The speakers at the Vaccine Bonds round-table discussion identified both the demand for such bonds in SRI space and liquidity risks in the market as significant risks to investor returns. However, the primary risk is that of the recipient countries going into protracted arrear, and thus being unable to reimburse the IFFIm. Élie Hériard Dubreuil, of Standard and Poor’s Ratings (S&P), noted that Zimbabwe, Sudan and Somalia are currently in protracted arrear, and emphasised that this is an unusually low number amongst the recipient countries: it is usually much higher. Mr Dubreuil advocated the retention of liquidity as a potential solution to this: IFFIm will borrow less than has been pledged to it, thus creating a 70% buffer on top of the debt. Mr Dubreuil also noted a number of delays with donor payments: the majority of these delays are less than five days, although some have lasted for several weeks. S&P recently downgraded the long-term credit raiting of the IFFIm from AA+ to AA with a stable outlook, reflecting their downgrade of France.
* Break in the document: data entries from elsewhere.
PR #532, opened 2022-12-11
Add animate3d and general improvement to animate

henrysky:
This pull request included the following changes:

- Updated the code to use plotly.js v2, the `plotly-latest.min.js` will stay pinned to 1.58.4 according to plotly
- Used webgl for animate(), it is much faster in my testing. Now I can animate ~20 orbits together without much slowing down.
- Improved information displayed on hover. Now the names of orbits (got from from_name, otherwise naming them object 0, object 1....), current coordinates and time are displayed on hover like the following image.
image
- Added animate3d to Orbit class, only one subplot is allowed with the option of displaying the plane of milkyway galaxy when d1, d2, d3 are x, y, z like the following images.
image
image


galpy/orbit/Orbits.py
```diff
@@ -5597,28 +5652,566 @@ def animate(self,*args,**kwargs): #pragma: no cover
...
+                json.dump(jsonDict,jfile)
+            json_code= f"""Plotly.d3.json('{json_filename}',function(data){{"""
+            close_json_code= "});"
+        self.divid= 'galpy-'\
+            +''.join(choice(ascii_lowercase) for i in range(24))
+        button_width= 419.51+4.*10.
+        button_margin_left= int(numpy.round((width-button_width)/2.))
+        if button_margin_left < 0: button_margin_left= 0
+        # Configuration options
+        config= """{{staticPlot: {staticPlot}}}"""\
```
jobovy, line 5893: Does `staticPlot` actually work for 3D? Doesn't seem to work for me in VS Code.

galpy/orbit/Orbits.py
```diff
@@ -5597,28 +5652,566 @@ def animate(self,*args,**kwargs): #pragma: no cover
...
+        shape: 'spline',
+        width: 8.,
+        color: '{line_color}',
+        }},
+        type: "scatter3d",
+    }};
+    """.format(line_color=line_colors[0], name=names[0], xlabel=xlabels[0], ylabel=ylabels[0], zlabel=zlabels[0])
+        traces_cumul= """trace1,trace2"""
+        # milkyway plane surface
+        mw_bg_surface = f"""let mw_bg = {{
```
jobovy, line 5970: Woah! I think there's an assumption here that the scale is in kpc? But when the x/y/z are in internal units, it should be x `1/_ro`. The most robust way to check might be to do
```
'kpc' in labeldict.get(d1,r'\mathrm{No\ xlabel\ specified}'))
```
because you can't directly use `xlabel` in case it's been overwritten. Also see my comment on perhaps making the black part of the image transparent.

jobovy (changes requested):
Thanks @henrysky, this looks great! I think it's largely okay, but I left a bunch of small comments. Other things to do:
- [ ] Add an API doc at `doc/source/reference/orbitanimate3d.rst` and link to it in `doc/source/reference/orbit.rst`. You can just edit the `doc/source/reference/orbitanimate.rst` one.
- [ ] Add an entry to HISTORY.txt saying that you added `animate3d` (include the #532 of the PR). Maybe also add an entry saying that you edited `animate` and sped it up using webgl.
We might also want to add an example [here](https://docs.galpy.org/en/latest/orbit.html#animating-the-orbit), but I can do that later, it's a bit tricky embedding the animations in the docs.

henrysky:
Hi Jo. I should have fixed all of your suggestion with addition of the following changes

- Play/Pause/Resume/Finished! now share the same button (e.g. play will change to pause when pressed, pause will change to resume when pressed, the button change to finished! when the animation is done)
- When the animation is finished, plotting the final position of the orbit as a marker
- Much more natural looking MW galaxy, now it has a solid bar, semi-transparent spiral arms and disc, otherwise almost transparent like the image below for the solar orbit. The MW galaxy image need to keep low resolution (currently 50x50) otherwise the animation will be slowed down quite a bit
image
- Updated existing docs animation and added a 3d animation example

galpy/orbit/Orbits.py
henrysky: I have removed `staticPlot` for animate3d. Seems like a plotly.js issue (https://github.com/plotly/plotly.js/issues/457)

jobovy:
Thanks @henrysky, this all looks great! Not sure why the RTD check didn't work, I can build the docs locally and they seem fine. So that's probably not a problem. I have two more minor comments:
* I'm not a big fan of showing the final point as a big fat marker at the end of the orbit integration. I don't think I want this for most of the animations that I use (e.g., ones like [this](https://galaxiesbook.org/chapters/III-02.-Orbits-in-Triaxial-Mass-Distributions.html#galpy-fumbxltnzjbxuhbxguuxauei)). I would suggest entirely dropping this, but if you think it can be useful sometimes, maybe it could be optional and by default off?
* I like having just the single play/pause/resume/finished button, but it's not ideal that the button now changes size based on what it says and the other buttons move around. If it's not too hard to fix, could you set its width such that it is always the same? I'm not sure how to best do this, maybe there is some way of calculation what the width of the button is when it says Finished! and then fix the width to that? If this is too hard, don't worry about it and I can just try to fix this at some later time.

jobovy:
> On the side note, I just noticed if using the web python thing on galpy doc homepage. The first time calling `o.animate()` just return blank, only works if calling `o.animate()` the second time

Oh that's interesting! Yes, I also noticed that it doesn't work in the browser version and, similarly, noticed that `animate` also doesn't work in jupyterlab (or in retrolab). It seems like the issue is that the `require` library is somehow not available (check the console errors). But I didn't know that it works if you just call `animate` again! That also fixes it in retrolab (and I assume jupyterlab). It must be that one should really 'await' `require` being available? Anyway, I think this is something I can fix later. It might be that the better way to fix this is to not use `require` at all, but I'm not sure how to replace it.

jobovy:
I think I figured out how to do it by waiting until `require` is defined. I can just apply this later:

<details>

```
From 633640cdb0a9a1d149bb6bb81b2862075a77e984 Mon Sep 17 00:00:00 2001
From: Jo Bovy <bovy@astro.utoronto.ca>
Date: Tue, 13 Dec 2022 23:29:17 -0500
Subject: [PATCH] Wait until require is loaded before using it

---
 galpy/orbit/Orbits.py | 9 ++++++---
 1 file changed, 6 insertions(+), 3 deletions(-)

diff --git a/galpy/orbit/Orbits.py b/galpy/orbit/Orbits.py
index c5837f33..8cc28b79 100644
--- a/galpy/orbit/Orbits.py
+++ b/galpy/orbit/Orbits.py
@@ -5529,14 +5529,15 @@ class Orbit:
 {load_jslibs_code}
 
 <script>
+var require_interval;
+require_interval = setInterval(function() {{
+  if (typeof require !== 'undefined') {{
+      clearInterval(require_interval);
 require.config({{
   paths: {{
     Plotly: 'https://cdn.plot.ly/plotly-latest.min',
   }}
 }});
-</script>
-
-<script>
 require(['Plotly'], function (Plotly) {{
 {json_code}
   let layout = {layout};
@@ -5610,6 +5611,8 @@ require(['Plotly'], function (Plotly) {{
     }}, 30);
     }}
 {close_json_code}}});
+}}
+}}, 30);
 </script>""".format(json_code=json_code,close_json_code=close_json_code,
                     divid=self.divid,width=width,height=height,
                     button_margin_left=button_margin_left,config=config,
-- 
2.37.1 (Apple Git-137.1)
```

</details>

jobovy (approved):

jobovy:
> I think I figured out how to do it by waiting until `require` is defined. I can just apply this later:

See #534 for a fix that actually works (what I suggested didn't seem to work well in all contexts).

henrysky:
I just noticed I made a typo in the galpy doc. the animate3d example code is `op.animate(mw_plane_bg=True)` but should be `op.animate3d(mw_plane_bg=True)`.

jobovy:
> I just noticed I made a typo in the galpy doc. the animate3d example code is `op.animate(mw_plane_bg=True)` but should be `op.animate3d(mw_plane_bg=True)`.

Okay, I've fixed this in 4bf1fe3f5dcb16262c7861eda3e325d3a8c310db.

Issue #506, opened 2022-09-14
``estimateDeltaStaeckel`` at z=0


jobovy:
## 🐛 Bug

``estimateDeltaStaeckel`` returns NaN when evaluated at z=0. This is a real, physical issue, not a bug per se, because for a location in the mid-plane, one cannot know anything about the vertical extent of the potential and, thus, cannot determine whether or not the potential is of Staeckel form and what its focal length would be.

Because this is a real effect, it's not entirely clear how to fix this. Options include

- Evaluated at a small, positive z instead. However, it's unclear what this positive z should be. Some investigation of the gradient of the estimated Delta as a function of z for, e.g., ``MWPotential2014`` or ``McMillan17`` would be useful in deciding this
- Raise an error or a warning (error is annoying when using this to estimate actions/... for an Orbit)

### Reproducible example

```
from galpy.orbit import Orbit
from astropy import units
from galpy.potential.mwpotentials import McMillan17
from galpy.actionAngle import estimateDeltaStaeckel 

o = Orbit(vxvv=[8.462* units.kpc, 0.6 * units.km / units.s, 236.1* units.km / units.s, 0.0 * units.kpc, -7.5 * units.km / units.s],ro=8.21,vo=233.1)
estimateDeltaStaeckel(McMillan17,o.R(),o.z())
```

(from https://github.com/jobovy/galpy/issues/495#issuecomment-1245001187)

### Expected behavior

A non-NaN value.

### Additional context

Originally reported here: https://github.com/jobovy/galpy/issues/495#issuecomment-1245001187

jamesmlane:
FWIW I have run into this issue and have found that for many potentials `delta` monotonically approaches a constant as z->0 and therefore using some small value of z is satisfactory when z=0. Can provide code to show this.

jamesmlane:
Here's a figure showing that Staeckel delta approaches a constant value within |z|~0.01 for a wide range of radii in MWPotential2014.

![staeckel_delta_at_z0_mwpotential2014](https://user-images.githubusercontent.com/20076217/219717600-04cebb61-5150-4b2d-b61a-36d6bcb42463.png)

The same is approximately true for McMillan17 potential. For some combinations of (R,z) the Staeckel delta doesn't work, but when it does it does a reasonable job of approaching a constant value.

![staeckel_delta_at_z0_mcmillan17](https://user-images.githubusercontent.com/20076217/219718875-54f97650-af14-4a0f-8a39-f58e3d5b7239.png)

PR #551, opened 2023-02-17
Fix for issue #506

jamesmlane:
Adds a check for z=0 in estimateDeltaStaeckel and sets to 1e-4. This figure shows that delta approaches a constant value for z->0 and setting z=1e-4 returns an appropriate value (dashed lines)

staeckel_delta_z0_fix


jobovy:
This looks great! Can we add a test that running `estimateDeltaStaeckel` works at z=0 for scalars and arrays?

Despite this, the future looks positive for vaccine bonds. Anja Langenbucher of the Gates Foundation stated that the Foundation considers GAVI to be an efficient instrument in the delivery of vaccinations, and it views IFFIm as a good tool with which to enable GAVI to do this. The Foundation is extremely concerned with the delivery of vaccinations, and 50% of its funding is used to finance this cause. Ms Langenbucher advocated GAVI as a model for future aid projects, as it is a continuous process of development. However, several of the other speakers disagreed with this statement: one claimed that it could only be replicated depending on the will of the municipal government, whilst another stated that it is a unique model and thus irreplicable. GAVI has regular “replenishment cycles”, whereby donors are asked how much they are willing to contribute over a period of four years. The UK is currently the second largest donor. The IFFIm provided 50% of GAVI’s funding in the first five years since it was created, but now it provides around 30%, thus highlighting the increase in private investorship. When questioned whether this type of investment would still be popular in twenty years, the panel responded that they anticipate then to be a period of collection from the donor countries, and therefore less government investment would occur.